*RECORDS FOR PROCESSING*.
◇ ◇ ◇ ◇

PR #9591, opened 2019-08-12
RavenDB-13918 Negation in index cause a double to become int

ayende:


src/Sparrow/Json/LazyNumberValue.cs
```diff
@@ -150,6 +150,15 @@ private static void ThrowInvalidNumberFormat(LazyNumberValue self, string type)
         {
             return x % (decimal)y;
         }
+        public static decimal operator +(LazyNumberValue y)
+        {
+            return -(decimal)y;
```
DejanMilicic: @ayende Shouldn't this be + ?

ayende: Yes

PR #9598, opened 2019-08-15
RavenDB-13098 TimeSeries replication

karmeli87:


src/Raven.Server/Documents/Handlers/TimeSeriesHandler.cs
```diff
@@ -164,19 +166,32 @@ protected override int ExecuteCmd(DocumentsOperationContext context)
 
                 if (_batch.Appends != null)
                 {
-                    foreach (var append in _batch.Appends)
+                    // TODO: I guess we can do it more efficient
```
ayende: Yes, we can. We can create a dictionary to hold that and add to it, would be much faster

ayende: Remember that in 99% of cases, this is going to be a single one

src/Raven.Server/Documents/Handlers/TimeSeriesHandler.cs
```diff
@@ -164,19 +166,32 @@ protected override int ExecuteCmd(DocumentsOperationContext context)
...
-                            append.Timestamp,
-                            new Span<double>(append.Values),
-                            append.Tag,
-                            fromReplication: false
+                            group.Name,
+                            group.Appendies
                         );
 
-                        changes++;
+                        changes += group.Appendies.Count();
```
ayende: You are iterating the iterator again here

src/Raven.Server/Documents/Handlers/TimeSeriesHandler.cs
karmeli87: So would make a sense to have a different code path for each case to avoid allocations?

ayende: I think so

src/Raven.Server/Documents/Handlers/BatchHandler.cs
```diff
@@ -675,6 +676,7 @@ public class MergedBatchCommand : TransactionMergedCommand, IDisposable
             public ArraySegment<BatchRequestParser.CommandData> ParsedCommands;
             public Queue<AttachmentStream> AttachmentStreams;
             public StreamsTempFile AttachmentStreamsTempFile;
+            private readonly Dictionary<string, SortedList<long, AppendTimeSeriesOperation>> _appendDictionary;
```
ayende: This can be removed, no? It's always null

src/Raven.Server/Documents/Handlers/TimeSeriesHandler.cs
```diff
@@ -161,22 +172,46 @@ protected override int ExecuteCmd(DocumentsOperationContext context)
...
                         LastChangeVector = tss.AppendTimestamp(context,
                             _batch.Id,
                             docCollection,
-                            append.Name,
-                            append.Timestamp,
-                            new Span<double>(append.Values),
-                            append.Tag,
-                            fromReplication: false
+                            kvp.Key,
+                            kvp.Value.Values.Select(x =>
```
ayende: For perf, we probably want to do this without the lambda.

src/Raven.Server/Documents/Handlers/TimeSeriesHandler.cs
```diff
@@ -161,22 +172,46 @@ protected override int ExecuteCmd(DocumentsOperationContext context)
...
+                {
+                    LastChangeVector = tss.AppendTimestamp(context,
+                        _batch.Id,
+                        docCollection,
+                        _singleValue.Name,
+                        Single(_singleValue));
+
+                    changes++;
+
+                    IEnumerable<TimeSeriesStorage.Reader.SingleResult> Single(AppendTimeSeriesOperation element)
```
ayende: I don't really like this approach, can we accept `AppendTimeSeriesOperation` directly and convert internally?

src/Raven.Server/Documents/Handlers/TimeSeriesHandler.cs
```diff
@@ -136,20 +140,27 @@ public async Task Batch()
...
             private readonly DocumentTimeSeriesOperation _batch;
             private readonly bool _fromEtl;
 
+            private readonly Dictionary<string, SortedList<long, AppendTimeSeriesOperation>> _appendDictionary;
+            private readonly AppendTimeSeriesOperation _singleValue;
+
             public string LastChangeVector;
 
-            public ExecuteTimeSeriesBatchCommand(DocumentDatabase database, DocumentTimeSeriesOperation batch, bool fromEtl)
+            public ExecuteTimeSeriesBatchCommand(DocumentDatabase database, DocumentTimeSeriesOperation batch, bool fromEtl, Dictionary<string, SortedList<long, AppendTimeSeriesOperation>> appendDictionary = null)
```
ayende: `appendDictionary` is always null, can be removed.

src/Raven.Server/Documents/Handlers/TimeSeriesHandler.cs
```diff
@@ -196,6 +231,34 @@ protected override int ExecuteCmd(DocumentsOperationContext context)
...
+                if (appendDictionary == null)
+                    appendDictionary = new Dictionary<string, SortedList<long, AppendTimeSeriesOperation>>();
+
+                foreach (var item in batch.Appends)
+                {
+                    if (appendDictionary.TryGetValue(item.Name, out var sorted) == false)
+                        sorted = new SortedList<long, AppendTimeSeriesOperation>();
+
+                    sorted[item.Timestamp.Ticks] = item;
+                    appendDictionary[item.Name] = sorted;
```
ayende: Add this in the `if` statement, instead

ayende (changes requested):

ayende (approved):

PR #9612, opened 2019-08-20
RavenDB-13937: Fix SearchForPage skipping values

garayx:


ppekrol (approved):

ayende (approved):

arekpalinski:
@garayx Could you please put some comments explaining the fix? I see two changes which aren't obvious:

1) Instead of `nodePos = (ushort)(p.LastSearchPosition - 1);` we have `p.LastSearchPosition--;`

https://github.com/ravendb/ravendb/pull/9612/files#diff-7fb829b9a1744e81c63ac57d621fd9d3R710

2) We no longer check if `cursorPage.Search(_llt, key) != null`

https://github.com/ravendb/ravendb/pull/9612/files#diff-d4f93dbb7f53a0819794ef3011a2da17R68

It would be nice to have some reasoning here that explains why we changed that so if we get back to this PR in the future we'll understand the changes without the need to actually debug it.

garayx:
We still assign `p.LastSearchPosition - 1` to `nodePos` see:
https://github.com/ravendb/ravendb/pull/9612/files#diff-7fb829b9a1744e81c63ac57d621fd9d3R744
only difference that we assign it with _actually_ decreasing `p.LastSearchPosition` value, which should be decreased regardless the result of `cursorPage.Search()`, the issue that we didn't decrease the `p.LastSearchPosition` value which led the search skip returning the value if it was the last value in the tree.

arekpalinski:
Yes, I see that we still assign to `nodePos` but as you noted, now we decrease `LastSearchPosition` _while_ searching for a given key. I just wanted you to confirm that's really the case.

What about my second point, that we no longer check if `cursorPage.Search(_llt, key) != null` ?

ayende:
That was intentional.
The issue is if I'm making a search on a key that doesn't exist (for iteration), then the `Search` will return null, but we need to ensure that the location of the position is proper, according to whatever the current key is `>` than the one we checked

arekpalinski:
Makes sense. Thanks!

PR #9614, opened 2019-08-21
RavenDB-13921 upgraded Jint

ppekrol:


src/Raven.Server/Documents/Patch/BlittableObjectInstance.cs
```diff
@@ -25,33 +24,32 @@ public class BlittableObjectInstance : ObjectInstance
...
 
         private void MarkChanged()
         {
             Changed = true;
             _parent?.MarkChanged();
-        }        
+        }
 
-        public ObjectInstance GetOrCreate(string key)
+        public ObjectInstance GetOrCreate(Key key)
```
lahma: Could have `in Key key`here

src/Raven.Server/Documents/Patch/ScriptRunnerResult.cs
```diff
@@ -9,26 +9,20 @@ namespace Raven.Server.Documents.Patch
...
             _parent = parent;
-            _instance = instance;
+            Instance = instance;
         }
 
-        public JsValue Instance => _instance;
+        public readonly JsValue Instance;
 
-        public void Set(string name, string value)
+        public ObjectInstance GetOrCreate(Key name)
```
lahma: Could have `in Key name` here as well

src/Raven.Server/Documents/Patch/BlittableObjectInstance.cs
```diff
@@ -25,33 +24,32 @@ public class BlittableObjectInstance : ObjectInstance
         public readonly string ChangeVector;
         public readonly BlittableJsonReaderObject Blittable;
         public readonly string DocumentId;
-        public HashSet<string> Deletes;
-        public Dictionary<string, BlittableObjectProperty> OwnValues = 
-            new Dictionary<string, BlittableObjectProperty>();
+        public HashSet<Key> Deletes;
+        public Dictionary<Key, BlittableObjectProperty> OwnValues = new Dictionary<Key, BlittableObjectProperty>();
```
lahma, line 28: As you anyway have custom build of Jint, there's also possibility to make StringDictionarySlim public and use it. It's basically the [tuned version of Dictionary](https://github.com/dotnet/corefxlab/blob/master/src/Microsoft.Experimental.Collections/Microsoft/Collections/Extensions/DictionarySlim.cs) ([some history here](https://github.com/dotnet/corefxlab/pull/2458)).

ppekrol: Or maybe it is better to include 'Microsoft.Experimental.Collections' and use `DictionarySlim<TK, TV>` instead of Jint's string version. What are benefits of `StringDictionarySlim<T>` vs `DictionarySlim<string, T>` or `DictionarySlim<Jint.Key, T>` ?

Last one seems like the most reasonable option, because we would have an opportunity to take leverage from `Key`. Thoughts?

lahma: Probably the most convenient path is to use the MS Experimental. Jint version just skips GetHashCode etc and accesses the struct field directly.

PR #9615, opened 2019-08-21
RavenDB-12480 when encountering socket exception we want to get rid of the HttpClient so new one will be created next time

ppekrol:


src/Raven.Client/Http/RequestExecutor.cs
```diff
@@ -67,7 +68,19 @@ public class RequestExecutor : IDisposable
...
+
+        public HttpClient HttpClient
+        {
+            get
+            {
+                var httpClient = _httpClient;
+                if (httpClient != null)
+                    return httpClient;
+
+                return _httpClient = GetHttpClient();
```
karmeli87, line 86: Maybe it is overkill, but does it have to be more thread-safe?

◇ ◇ ◇ ◇

*WHAT YOU WILL DO*.
Answer with a number only: how many lines above include the word "ppekrol"?

*EXPECTED ANSWER*.
4